→ **ABOUT THIS TASK**
From the listing below, copy only the lines running from the line that contains "PR #404, opened 2023-11-03" to the line that contains "PR #406, opened 2023-11-03", both included.

####

PR #367, opened 2023-09-13
token list provider fallback

jsy1218:


cgkol:
Not sure if there is necessary value in this wdyt? Its not that ipfs is failing its more so that we cant connect to pages in general

jsy1218:
> Not sure if there is necessary value in this wdyt? Its not that ipfs is failing its more so that we cant connect to pages in general

It's just in case if https://github.com/Uniswap/routing-api/pull/368 doesn't work, we have one more preventative measure. I think https://gateway.ipfs.io/ipns/tokens.uniswap.org 404 could be due to IPNS cannot find the IPFS hash file through the [DNSLink](https://docs.ipfs.tech/concepts/dnslink/), so the value here is to add the direct IPFS link as a fallback.

jsy1218:
> Not sure if there is necessary value in this wdyt? Its not that ipfs is failing its more so that we cant connect to pages in general

@cgkol I think we can close this one, because https://github.com/Uniswap/routing-api/pull/369 works in prod. IPFS direct fallback can be someone's starting project.

PR #375, opened 2023-09-26
feat: pass down portion

unicorn-here:
Pass down portion Options to [smart-order-router](https://github.com/Uniswap/smart-order-router)


mikeki:
Is it possible to add tests to these functions?

lib/handlers/quote/schema/quote-schema.ts
```diff
@@ -62,6 +62,16 @@ export const QuoteQueryParamsJoi = Joi.object({
...
   intent: Joi.string().valid('quote', 'swap', 'caching', 'pricing').optional().default('quote'),
   enableFeeOnTransferFeeFetching: Joi.boolean().optional().default(false),
+  portionBips: Joi.string()
+    .pattern(/^[0-9]+$/)
+    .max(5) // 0% < portionBips < 100%
+    .optional(),
+  portionAmount: Joi.string()
+    .pattern(/^[0-9]+$/)
+    .optional(),
+  portionRecipient: Joi.string()
```
zhongeric, line 72: can just use the same JOI as tokenIn address above:
`Joi.string().alphanum().max(42).optional()`

lib/handlers/shared.ts
```diff
@@ -231,3 +232,16 @@ export function parseSlippageTolerance(slippageTolerance: string): Percent {
 export function parseDeadline(deadline: string): number {
   return Math.floor(Date.now() / 1000) + parseInt(deadline)
 }
+
+export function parsePortionPercent(portionPercent: string): Percent {
```
zhongeric, line 236: if you're passing in portionBps here isn't it already denominated in terms of 10_000? I feel like you could just cast it to number.

cgkol (commented):
Definitely test the parsing part before we launch this

lib/handlers/quote/quote.ts
```diff
@@ -136,6 +137,9 @@ export class QuoteHandler extends APIGLambdaHandler<
         unicornSecret,
         intent,
         enableFeeOnTransferFeeFetching,
+        portionBips,
+        portionAmount,
```
jsy1218, line 141: Is `portionAmount` actually needed here?

lib/handlers/shared.ts
zhongeric: Yea you can still create the Percent instance but can just cast to a number instead of doing Math.floor and dividing?

lib/handlers/injector-sor.ts
```diff
@@ -204,7 +204,6 @@ export abstract class InjectorSOR<Router, QueryParams> extends Injector<
           )
           const tokenPropertiesProvider = new TokenPropertiesProvider(
             chainId,
-            tokenValidatorProvider,
```
cgkol, line 207: is this relic from a previous PR?

lib/handlers/shared.ts
```diff
@@ -164,21 +165,12 @@ export const INTENT_SPECIFIC_CONFIG: { [key: string]: IntentSpecificConfig } = {
...
-// because RoutesDB has 24hrs TTL, and routing-api no longer filters unexpired routers.
-// So during interface & mobile e2e testing, it won't work if the fot quote hits the cached routes read path.
-// We allow writing into RoutesDB but not reading from it, if enableFeeOnTransferFeeFetching is true.
 export const FEE_ON_TRANSFER_SPECIFIC_CONFIG = (
   enableFeeOnTransferFeeFetching?: boolean
 ): FeeOnTransferSpecificConfig => {
   return {
-    // if enableFeeOnTransferFeeFetching is true, then we do not use cached routes for read path
-    // if enableFeeOnTransferFeeFetching is false or undefined, then we use cached routes for read path
-    useCachedRoutes: !enableFeeOnTransferFeeFetching,
```
cgkol, line 181: this should be from an old PR as well right?

cgkol (approved):
✅

jsy1218 (approved):

PR #389, opened 2023-10-11
fix: routing-api doesn't own the portion bps/amount default value

ghost:
routing-api should not own the portion bps/amount default value. URA should inside https://github.com/Uniswap/unified-routing-api/blob/main/lib/providers/quoters/RoutingApiQuoter.ts#L88-L102


cgkol (approved):
So the adding 0 if nothing is there, is added on URA side right?

PR #404, opened 2023-11-03
Switch to StaticJsonRpcProvider

mikeki:
From this issue in ethers: https://github.com/ethers-io/ethers.js/issues/901

We can switch to using the StaticJsonRpcProvider which avoids an unnecessary chainId call to infura, saving about 30% of requests to infura


zzmp (commented):
It's not obvious to me that this provider will only ever be used for the chain for which it is initialized. Is that true? You can also pass in add'l info in initializing to prevent it calling to the chain for chainInfo.

zzmp (approved):

zhongeric (approved):

PR #406, opened 2023-11-03
Cache eth_calls in our InstrumentedEVMProvider

mikeki:
Bsed of the [interface's](https://github.com/Uniswap/interface/blob/main/src/rpc/StaticJsonRpcProvider.ts#L31-L52) caching mechanism, we are also adding the caching capabilities to our rpv provider


cgkol (approved):
🔥

zzmp (approved):
lgtm! do you need a unit tst?

PR #416, opened 2023-11-09
Only send Caching requests every X blocks

mikeki:
This change will change the behavior of how often we sample buckets in RoutesDB.

We currently have a RoutesDB that stores routes seen for the past 24 hours for every specific pair. This database is not really growing much, since most routes will tend to stay liquid within the same liquidity pools that are currently being traded.

We care about updating the database whenever theres a major change in liquidity, but that doesn't happen often, so we are setting some threshold for how often we sample each *bucket* of a given pair. (A bucket is a range of from amount to amount * phi), we are changing from sampling on every block to sampling less often to reduce the amount of sync request we send to the routing api.

We will likely have to play with the numbers based on the chain velocity (how often a block is generated).

### DIFF
--- a/lib/handlers/router-entities/route-caching/dynamo-route-caching-provider.ts
+++ b/lib/handlers/router-entities/route-caching/dynamo-route-caching-provider.ts
@@ -83,10 +83,10 @@ export class DynamoRouteCachingProvider extends IRouteCachingProvider {
   private readonly ROUTES_DB_BUCKET_RATIO: Fraction = new Fraction(514229, 317811)
   private readonly ROUTES_TO_TAKE_FROM_ROUTES_DB = 8
   private readonly BLOCKS_DIFF_BETWEEN_CACHING_QUOTES: Map<ChainId, number> = new Map([
-    [ChainId.MAINNET, 10]
+    [ChainId.MAINNET, 3]
   ])
 
-  private readonly DEFAULT_BLOCKS_DIFF_CACHING = 100;
+  private readonly DEFAULT_BLOCKS_DIFF_CACHING = 15;
 
   constructor({ routesTableName, routesCachingRequestFlagTableName, cachingQuoteLambdaName }: ConstructorParams) {
     super()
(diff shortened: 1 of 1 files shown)


lib/handlers/router-entities/route-caching/dynamo-route-caching-provider.ts
```diff
@@ -300,8 +303,13 @@ export class DynamoRouteCachingProvider extends IRouteCachingProvider {
       const shouldSendCachingRequest =
         result.Items &&
         (result.Items.length == 0 || // no caching request has been sent recently
-          // or there is not a single sample for the current block
-          result.Items.every((record) => (record.blockNumber ?? 0) < currentBlockNumber))
+          // or every sampled record is older than maximum blocks diff allowed for the chain
+          result.Items.every((record) => {
+            const blocksDiff = currentBlockNumber - (record.blockNumber ?? 0)
+            const maximumBlocksDiff =
+              this.BLOCKS_DIFF_BETWEEN_CACHING_QUOTES.get(partitionKey.chainId) || this.DEFAULT_BLOCKS_DIFF_CACHING
```
cgkol, line 310: for now `BLOCKS_DIFF_BETWEEN_CACHING_QUOTES` is always  null so we defualt to `DEFAULT_BLOCKS_DIFF_CACHING` right?

cgkol (approved):

lib/handlers/router-entities/route-caching/dynamo-route-caching-provider.ts
mikeki: that one actually contains Mainnet: 3

mikeki: https://github.com/Uniswap/routing-api/pull/416/files#diff-ba752e09db66ef293edd546c80fadaf47bb160d3542dca3c31cbbb3628bd0cdcR85

cgkol: i cant read lol

PR #424, opened 2023-11-16
Chore: add tenderly simulation http status alarm

jsy1218:
As a follow-up action item from https://www.notion.so/uniswaplabs/New-tokens-swap-outages-on-Wallet-due-to-Tenderly-enforcing-HTTPS-aad4719087f0407d8a9b21f0137fd070?pvs=4#86b9072133b949a6b9e636dfcca1e76e, we will need to be able to detect and alert, when the tenderly requests are no longer returning success (http status 200).

It makes sense to alert against universal router simulation, but not swap router 02, due to swap router 02 being intended to get deprecated. Also universal router simulation is the main simulation traffic volume.

1. If tenderly no longer returns HTTP 200, then there will be insufficient datapoints, turning into alarm, tested in local AWS account: Screenshot 2023-11-16 at 3 34 30 PM
2. If there's enough datapoints, every 5 minutes the evaluation should result in more than 99% in prod:
Screenshot 2023-11-16 at 3 45 02 PM


mikeki (approved):
linter is failing though

PR #435, opened 2023-12-04
Make `source` param optional in quote API

rollingtumbling:
Since not all the clients have added the `source` param in their request, we have to make it optional to unblock deployment.


dannydaniil (approved):
lgtm

PR #437, opened 2023-12-14
Pass down gas token to routingConfig for relay quote support

zhongeric:
Pass down optional `gasToken` parameter (token address) to smart order router and returns the additional response fields if present.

####

→ **REPLY**
PR #404, opened 2023-11-03
Switch to StaticJsonRpcProvider

mikeki:
From this issue in ethers: https://github.com/ethers-io/ethers.js/issues/901

We can switch to using the StaticJsonRpcProvider which avoids an unnecessary chainId call to infura, saving about 30% of requests to infura


zzmp (commented):
It's not obvious to me that this provider will only ever be used for the chain for which it is initialized. Is that true? You can also pass in add'l info in initializing to prevent it calling to the chain for chainInfo.

zzmp (approved):

zhongeric (approved):

PR #406, opened 2023-11-03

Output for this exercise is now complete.